Мы и понесли. Что уж тут. Сколько смерти в лицо ни смотри — больше одного раза не умрешь. О том, проклянут ли нас Хранители за то, что покой Матери нарушили, не думал. И о том, казнит ли нас за сына Рокон, тоже нет мыслей. Словно заговоренные идем с Остахом и несем парня. А только в пещеру зашли — замолчал Ули. Лицо разгладилось, дыхание глубокое, спокойное. Положили мы его, а Остах и говорит:
— Ты иди, я здесь побуду. Посижу с ним. Я же рыбоед.
Я на него посмотрел — а у него кукан с рыбами в руке так и зажат. Получается, он с рыбой в Лоно зашел и все заветы Матери похерил. Ну дела… Мало нам трудностей с Левым — теперь еще и с Остахом… Хродвиг на него, чужака, давно зуб точит. Пришла беда — отворяй ворота.
Олтер, Старший, Правый
Тот долгий день я хорошо помню. Вчера вечером, после того как Ули упал, я только плакал. Как маленький плакал, пока не уснул. С утра просыпаюсь — лежу на кошме у горячего источника, шкурой укрытый. Рядом один из пастухов. Увидел, что я проснулся, кивнул мне, поднялся и ушел.
Не успел я встать — подходит диду, танас Гимтар. Глаза красные, под глазами темно — ночью не спал. Мне стыдно стало, что я всю ночь продрых, пока Ули… На глаза навернулись слезы.
— Не реви… — прохрипел диду. Потом прокашлялся и повторил: — Не реви.
И протягивает мне кружку с горячим отваром. И хлеба кусок с брынзой.
— Теперь ешь и слушай. И запоминай, — голос у диду уставший, но очень строгий. — Ули жив и жить будет. Так Остах сказал. Он человек опытный, я ему верю.
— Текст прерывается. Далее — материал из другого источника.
PR #6343, opened 2025-11-29
Feature: Add "Troubleshooting Mode"

### LINKED ISSUE #4508: [Feature] Master toggle to disable all plugins
When troubleshooting it is often preferable to disable all plugins (and css/js injection). As plugins gain popularity the amount a user has to individually disable will increase. This is going to be a laborious process between the plugins, custom CSS, and custom JS.

Implement a master toggle in the settings to disable (and enable) all plugins

Between individually toggling to disable all plugins, custom CSS, and custom JS, maybe a better alternative to the above would be to have a troubleshooting mode toggle which just disables all plugins, custom css, and custom JS at once.

Settings > Interface > Basic Settings > Troubleshooting mode <toggle>

image

Gykes:
This PR adds a new toggle to `Settings -> Interface`(Image Below) which allows users to toggle Disable Customization in the new troubleshooting section. I don't have a reason for where I placed it on the page it was just kind of random. If someone has a better idea for where to place it then it's an easy change to make. I felt like adding in the new section was a good idea for future proofing but I can simplify it if needed.

This disables all plugins and custom css, JS, and localization.  To keep in line with other settings this will require a manual page reload by the user once enabled.

Tests: 
Enabled the Stash Notes plugin -> enable and refresh -> plugin gone from nav bar
Enabled custom css to change background -> enable and refresh -> background back to normal
Enabled custom JS to add a popup alert on reload -> enable and refresh -> popup no longer appears.
Enabled custom localization to change "Scenes" to "blah" -> enabled and refresh -> goes back to scenes

Fixes: #4508

UI Button:
Screenshot 2026-01-17 at 20 38 39

Confirm Modal: 
Screenshot 2026-01-17 at 20 38 46

Banner/Exit: 
Screenshot 2026-01-17 at 20 38 54

### DIFF
--- a/graphql/schema/types/config.graphql
+++ b/graphql/schema/types/config.graphql
@@ -392,6 +392,9 @@ input ConfigInterfaceInput {
   customLocales: String
   customLocalesEnabled: Boolean
 
+  "When true, disables all customizations (plugins, CSS, JavaScript, locales) for troubleshooting"
+  disableCustomizations: Boolean
+
   "Interface language"
   language: String
 
@@ -464,6 +467,9 @@ type ConfigInterfaceResult {
   "Custom Locales"
   customLocales: String
   customLocalesEnabled: Boolean
+
+  "When true, disables all customizations (plugins, CSS, JavaScript, locales) for troubleshooting"
+  disableCustomizations: Boolean
 
   "Interface language"
   language: String
--- a/internal/api/resolver_mutation_configure.go
+++ b/internal/api/resolver_mutation_configure.go
@@ -513,6 +513,8 @@ func (r *mutationResolver) ConfigureInterface(ctx context.Context, input ConfigI
 
 	r.setConfigBool(config.CustomLocalesEnabled, input.CustomLocalesEnabled)
 
+	r.setConfigBool(config.DisableCustomizations, input.DisableCustomizations)
+
 	if input.DisableDropdownCreate != nil {
 		ddc := input.DisableDropdownCreate
 		r.setConfigBool(config.DisableDropdownCreatePerformer, ddc.Performer)
--- a/internal/api/resolver_query_configuration.go
+++ b/internal/api/resolver_query_configuration.go
@@ -156,6 +156,7 @@ func makeConfigInterfaceResult() *ConfigInterfaceResult {
 	javascriptEnabled := config.GetJavascriptEnabled()
 	customLocales := config.GetCustomLocales()
 	customLocalesEnabled := config.GetCustomLocalesEnabled()
+	disableCustomizations := config.GetDisableCustomizations()
 	language := config.GetLanguage()
 	handyKey := config.GetHandyKey()
 	scriptOffset := config.GetFunscriptOffset()
@@ -183,6 +184,7 @@ func makeConfigInterfaceResult() *ConfigInterfaceResult {
 		JavascriptEnabled:            &javascriptEnabled,
 		CustomLocales:                &customLocales,
 		CustomLocalesEnabled:         &customLocalesEnabled,
+		DisableCustomizations:        &disableCustomizations,
 		Language:                     &language,
 
 		ImageLightbox: &imageLightboxOptions,
--- a/internal/api/server.go
+++ b/internal/api/server.go
@@ -421,7 +421,7 @@ func cssHandler(c *config.Config) func(w http.ResponseWriter, r *http.Request) {
 	return func(w http.ResponseWriter, r *http.Request) {
 		var paths []string
 
-		if c.GetCSSEnabled() {
+		if c.GetCSSEnabled() && !c.GetDisableCustomizations() {
 			// search for custom.css in current directory, then $HOME/.stash
 			fn := c.GetCSSPath()
 			exists, _ := fsutil.FileExists(fn)
@@ -439,7 +439,7 @@ func javascriptHandler(c *config.Config) func(w http.ResponseWriter, r *http.Req
 	return func(w http.ResponseWriter, r *http.Request) {
 		var paths []string
 
-		if c.GetJavascriptEnabled() {
+		if c.GetJavascriptEnabled() && !c.GetDisableCustomizations() {
 			// search for custom.js in current directory, then $HOME/.stash
 			fn := c.GetJavascriptPath()
 			exists, _ := fsutil.FileExists(fn)
@@ -457,7 +457,7 @@ func customLocalesHandler(c *config.Config) func(w http.ResponseWriter, r *http.
 	return func(w http.ResponseWriter, r *http.Request) {
 		buffer := bytes.Buffer{}
 
-		if c.GetCustomLocalesEnabled() {
+		if c.GetCustomLocalesEnabled() && !c.GetDisableCustomizations() {
 			// search for custom-locales.json in current directory, then $HOME/.stash
 			path := c.GetCustomLocalesPath()
 			exists, _ := fsutil.FileExists(path)
--- a/internal/manager/config/config.go
+++ b/internal/manager/config/config.go
@@ -194,6 +194,7 @@ const (
 	CSSEnabled                          = "cssenabled"
 	JavascriptEnabled                   = "javascriptenabled"
 	CustomLocalesEnabled                = "customlocalesenabled"
+	DisableCustomizations               = "disable_customizations"
 
 	ShowScrubber        = "show_scrubber"
 	showScrubberDefault = true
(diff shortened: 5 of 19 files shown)


sleetx:
A few thoughts:

- Is this necessary? or will it end up causing more confusion during troubleshooting? We could simply add a paragraph to the In-App Manual or the Stash Docs for troubleshooting tips like this.

- Assuming we move forward, the "Interface" settings category is probably not the best spot to place it, since it involves both scripting and plugin deactivation. Maybe under Tools, Logs, or Security? 

- I'd suggest branding it as "Disable Customizations" rather than "Troubleshooting". And a button rather than a toggle switch. After clicking the button, it could force the page to automatically reload. And then the alternative button appears as "Re-Enable Customizations".

- Are you storing exactly which options affected? It looks like you added a boolean. Stash instances will have various things turned on or off already. For example, users may already have inactive plugins that shouldn't be re-activated. Or they may have CSS enabled but not JS, etc.

Gykes:
> A few thoughts:
> 
>     * Is this necessary? or will it end up causing more confusion during troubleshooting? We could simply add a paragraph to the In-App Manual or the Stash Docs for troubleshooting tips like this.
> 
>     * Assuming we move forward, the "Interface" settings category is probably not the best spot to place it, since it involves both scripting and plugin deactivation. Maybe under Tools, Logs, or Security?
> 
>     * I'd suggest branding it as "Disable Customizations" rather than "Troubleshooting". And a button rather than a toggle switch. After clicking the button, it could force the page to automatically reload. And then the alternative button appears as "Re-Enable Customizations".
> 
>     * Are you storing exactly which options affected? It looks like you added a boolean. Stash instances will have various things turned on or off already. For example, users may already have inactive plugins that shouldn't be re-activated. Or they may have CSS enabled but not JS, etc.

- No, it was brought up and requested in discord as quite a few users have issues and the first step told to them is to disbale plugins as it seems like a plugin issue rather than a Stash issue. This is a quick and easy way to help users troubleshoot their problems.

- I put it there just due to the fact of it is dealing with interface stuff. Disabling CSS, JS, etc. I'm not married to where it is currently it was just a location that I figured might work, can be moved simply. 

- I created it as "Troubleshooting" as the category as we could potentially add new things there in the future but the actual toggle is labled as "Disable Customizations" within that category.

- So the actual toggle itself is a toggle and a bool, yes. How I have it currently is it does not modify your current settings at all. It doesn't toggle individual plugins on or off it either enables or disables the entire block. Imagine it like a breaker box. My implementation is flipping the main breaker to each section. If you have a breaker of it will continue to stay off regardless of if I flip the main breaker.


Edit: I specifically kept it so that it did not reload to page to keep it inline with other custom implementations. When you enable CSS you need to refresh the page to have it take effect. If I have it refresh the page on toggle then if someone is modifying settings, and clicks it by accident, it would refresh and they would lose their other settings. Just a small bad UX experience but if the consensus is to make it reload then i'm fine with that.

echo6ix:
@Gykes Thanks!

Suggestion:

1. You labeled the toggle `Disable customizations`. For utmost clarity I suggest renaming it to `Disable plugins and customizations`. Since it affects both, there’s no reason to omit "plugins" when calling out "customizations". And many people probably won't read the fine print😏
2. Customizations are in the `Interface` section, and plugins in `Plugins` section, but this toggle affects both items. Placing it in either section would exclude the other. It might be the most intuitive as a core toggle in the `System` section, located as the last entry.

feederbox826:
I think the concept itself is a great idea, I don't have much of an opinion on where it should go or what the naming should be. We've had multiple issues come up where it was so difficult to replicate and ended up being solved by "oh I had custom CSS" or "oh I had x y z theme and plugin conflict".

I would additionally add some sort of overlay to act as a notice, since the user would probably not want to run in this mode for extended periods of time

something akin to the "This copy if windows is not activated" overlay and additionally clickable to quickly turn it off

```
Troubleshooting Mode
stash v0.29.3 aaaaaa
```

Debug mode in logs would also be great but persistence would be difficult

Gykes:
> @Gykes Thanks!
> 
> Suggestion:
> 
>     1. You labeled the toggle `Disable customizations`. For utmost clarity I suggest renaming it to `Disable plugins and customizations`. Since it affects both, there’s no reason to omit "plugins" when calling out "customizations". And many people probably won't read the fine print😏
> 
>     2. Customizations are in the `Interface` section, and plugins in `Plugins` section, but this toggle affects both items. Placing it in either section would exclude the other. It might be the most intuitive as a core toggle in the `System` section, located as the last entry.

1) I kind of consider plugins to be part of customization for the most part and didn't want to make the toggle too lengthy but noted none the less.

2) I think you just mean from a UI perspective that it would exclude the other as at code level neither are. I'm okay with moving it to system, shouldn't be a problem

echo6ix:
I'm sure @WithoutPants would have a good idea of where this should be located in the settings.

But at the same time, I wouldn't waste much effort looking for an optimal location. Because it looks like the entire Settings hierarchy needs reorganized eventually, with more conventional user-friendly node headings. I've been using it since the first version and sometimes I'm still searching where settings are situated. 😅

WithoutPants:
My proposal is to have a button, probably in the left panel of the settings screen, to activate this mode. It will bring up a dialog explaining what it will do, and if the user confirms, the system will apply the mode and reload the UI. Having an overlay as feederbox mentioned is a great idea and also provides a quick and easy way to switch back to normal mode. Having it override the log level to at least debug would also be beneficial if we can easily do it in the backend.

Gykes:

Gykes:
@WithoutPants 

`My proposal is to have a button, probably in the left panel of the settings screen, to activate this mode`


Do you mean on the main page underneath Advanced Mode and have the same style toggle?

echo6ix:
> My proposal is to have a button, probably in the left panel of the settings screen, to activate this mode. It will bring up a dialog explaining what it will do, and if the user confirms, the system will apply the mode and reload the UI. Having an overlay as feederbox mentioned is a great idea and also provides a quick and easy way to switch back to normal mode. Having it override the log level to at least debug would also be beneficial if we can easily do it in the backend.

Good idea.

Before this gets finalized, it might be a good idea to revisit the optimal name for the toggle.

- `Troubleshoot Mode` is a clear-ish but long.
- `Debug Mode` is a concise, but a bit technical.
- `Safe Mode` is both concise and clear.  I believe this term is commonly used to describe a minimal fallback environment when booting into devices or operating systems for troubleshooting - exactly the intent here - perhaps best for a general audience. The only disadvantage is you just implemented a `SFW Content Mode` elsewhere - could these cause confusion with another? Maybe any confusion is not an issue with the confirmation dialog you mentioned.

sleetx:
I would not use "Safe Mode" as that could be confused with "SFW mode".

I like the idea of the logs being more easily accessible. Perhaps showing the most recent lines at the bottom of each screen, rather than needing to browse to Settings > Logs.

I also like @feederbox826 idea of a permanent overlay indicating this mode is turned on (and an easily accessible link to turn it off). Something like this: 

image

feederbox826:
maybe also add a default css blur to images (studio/ performer/ cover/ gallery), saves a lot of steps for censoring

both can be added via css, just add a root variable that activates it

Gykes:
> maybe also add a default css blur to images (studio/ performer/ cover/ gallery), saves a lot of steps for censoring
> 
> both can be added via css, just add a root variable that activates it

10 minutes, eh?

discourse-stashapp:

RyanAtNight:
I really like this PR idea and where this discussion has been going. I love the idea of putting the toggle in the left-hand pane under or above "Advanced Mode", but prompting the user with a dialog to confirm before refreshing the page.

Now for what I'd like to add/suggest on top of this:

> Before this gets finalized, it might be a good idea to revisit the optimal name for the toggle.
>
> Troubleshoot Mode is a clear-ish but long.
Debug Mode is a concise, but a bit technical.
Safe Mode is both concise and clear. I believe this term is commonly used to describe a minimal fallback environment when booting into devices or operating systems for troubleshooting - exactly the intent here - perhaps best for a general audience. The only disadvantage is you just implemented a SFW Content Mode elsewhere - could these cause confusion with another? Maybe any confusion is not an issue with the confirmation dialog you mentioned.

If we did do something like a "Troubleshoot Mode", I'd add a "?" icon next to it so that the user can hover their mouse pointer over it to get the full details in a tooltip.
image

And if I had a vote, I'd put it towards "Troubleshoot Mode" because a non-technical user might just outright dismiss and pass over a button for "debug mode" as it sounds like a programmer term. "Safe mode" would have worked, it it wasn't for the NSFW nature of this project.

"Troubleshoot mode" is the next concise option by process of elimination. And pair that name with a mouse-over tooltip, and it might prevent a lot of tech support requests.

Gykes:
Pushed some changes and update the UI images to reflect

DogmaDragon (changes requested):
Needs to be documented in the manual.

WithoutPants:
Changed the presentation of Troubleshooting Mode to have a red border around the viewport, and moved the alert text to the bottom right with a more terse exit message:

image

Also removed the troubleshooting mode button in the settings page when the mode is active.

WithoutPants:
I'll merge this as is for now. Any further refinements can be done in a separate PR. Edit: I'll add manual documentation first

WithoutPants (approved):

DogmaDragon (approved):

Я даже своим ушам не поверил. Вчера с ножом на дядьку кинулся, а сейчас так хорошо про него говорит…
— Так он его вылечит? — спросил я.
— Нет, не вылечит. Тут специальный человек нужен, врачеватель.
— Но они же только в Империи живут!
— Правильно мыслишь, — кивнул танас. И наклонился ко мне, крепко взял за ворот и притянул к себе. И долго на меня смотрел. Я таким диду никогда не видел, мне даже страшно стало. Я слышал, что его многие боятся, но не верил.
Теперь верю.
— Что ты готов сделать, чтобы брат выздоровел? — вдруг спросил диду.
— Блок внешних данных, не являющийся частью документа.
PR #6344, opened 2025-11-29
Feature: Scene Duplicate Filter

### LINKED ISSUE #3441: [Feature] Add "Duplicated (Stash ID)" filter
With the "Duplicated (phash)" filter, we can merge scenes that have a duplicate phash, but this doesn't account for all duplicates of a scene. Having a duplicated stash ID filter would give us another option.

A "Duplicated (Stash ID)" filter for scenes that would only show scenes that share a Stash ID with one or more other scenes. The working SQL for that is:
```sql
SELECT ssi.stash_id, sc.title
FROM scenes sc
  JOIN scene_stash_ids ssi
    ON sc.id = ssi.scene_id
  GROUP BY ssi.stash_id
  HAVING COUNT(*) > 1;
```

Unfortunately I don't know GraphQL (and don't really have the time to learn it) otherwise I would implement this myself. In theory it should be pretty simple to add.

An alternative I've thought about, that may be better in the long run, is to just have a "Duplicated" filter that brings up a modal similar to the tag filter, with options for each scene detail. This would render both this request and the current "Duplicated (phash)" filters obsolete. With this idea, you could select multiple fields and all would have to match.

Gykes:
Currently, we have a filter for duplicate PHash. I revamped it a little bit to allow other duplicate checks. I kept PHash check but added in StashID and TItle. THe stashID is a current open feature request and the title is from me as I like to dedupe via titles.

Fixes: https://github.com/stashapp/stash/issues/3441

EDIT: I added in URl(s) as well per Smiths request it's just not in the img
UI:
Screenshot 2025-11-28 at 22 48 38
Screenshot 2025-11-28 at 22 48 49


smith113-p:
Would it be hard to also add URL to this?

feederbox826:
> Would it be hard to also add URL to this?

Dicussed this in VC, didn't see much use or practical application for URLs that wouldn't already be covered by previous filters

Gykes:
@smith113-p I managed to get URls in there for you. This PR just got more complicated as I had to merge https://github.com/stashapp/stash/pull/6352 into this one.

Gykes:

Gykes:
I believe I will need to rework this some. With the URL changes being reverted from .30 I need to remove it from here as well.

SikrytSquare:
I have been waiting for this for too long. Hope it gets merged soon. Huge thanks @Gykes

discourse-stashapp:

discourse-stashapp:

https://discourse.stashapp.cc/t/finding-duplicates-by-title/5085/2

WithoutPants:
I think the graphql interface should be cleaned up a little. Here's my proposal:
- rename existing `PHashDuplicationCriterionInput` to `DuplicationCriterionInput`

— Все! — крикнул я. — Хоть сам со скалы упаду!
— Дурак, — сказал диду. И стукнул меня по голове. — Дурак.
И улыбнулся. Я как его улыбку увидел, сразу перестал бояться. И вспомнил, что танас Гимтар самый умный человек в горах Дорчариан. Умнее его только дедушка Эндир был, но он умер. А раз диду улыбается, значит, придумал, как Ули вылечить.
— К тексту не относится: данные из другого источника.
PR #6347, opened 2025-11-29
Feature: Stash ID Count Filter

### LINKED ISSUE #3890: Filter scenes with more than 1 stashid
I would like to see if a field can be added to the scene filter that would add sort by stashID count, since we now have a couple different endpoints, so it would be easier to see what scenes have more than one. I know you can filter by endpoint when the stashid is not null, but this isn't ideal when you're trying to scrape data from both TPDB and Stashdb, and match both up to the scene on the local instance.

Gykes:
This PR adds a new filter of "Stash Id Count" in the edit filter modal. This allows users to user greater than or less than to check for stashID counts against scenes. 

I decided against adding this to the sidebar as we dont current have a decent UI display similar to the slider. I feel like the slider wouldn't be good for this but I can do it that way if people want it.

Fixes: https://github.com/stashapp/stash/issues/3890

UI:
Screenshot 2025-11-29 at 00 41 07


Gykes:

discourse-stashapp:

RyanAtNight:
I love this PR so much that I'm rocking it in my own local fork right now. It solves a need I had where I wanted to filter for scenes that have not been scraped by any Stash-box endpoint yet. Before this, I had to set up a saved filter for every stash-box endpoint I use, and then hop between those.

I don't know how strict we are in this repo about writing tests, but I had Claude Code do a code review, and it recommended some integration tests. Then, I had it write some tests for edge cases to give a warning or error if something breaks this in the future.

I have the tests right here, if you're interested, in this commit: https://github.com/stashapp/stash/commit/a45ef97c7b27506dd5799137029225b27eccdcc0

Let me know if you would like me to submit a PR to your branch (Gykes:add-greather-or-less-than-to-stashid-filter)

smith113-p:
> filter for scenes that have not been scraped by any Stash-box endpoint yet.

You can do that with "stash id" "is null" and leaving the endpoint field empty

— Со скалы падать — дело нехитрое. А хитрое — это как Ули к врачевателю отправить. Ведь в Империю-то ты должен ехать, в Школу наместника.
— Так давай Ули вместо меня отправим, — вскочил я.
— Тихо! — рыкнул на меня диду. И усадил обратно. — Не кричи. Разговоры наши тайные, и слышать их никому нельзя.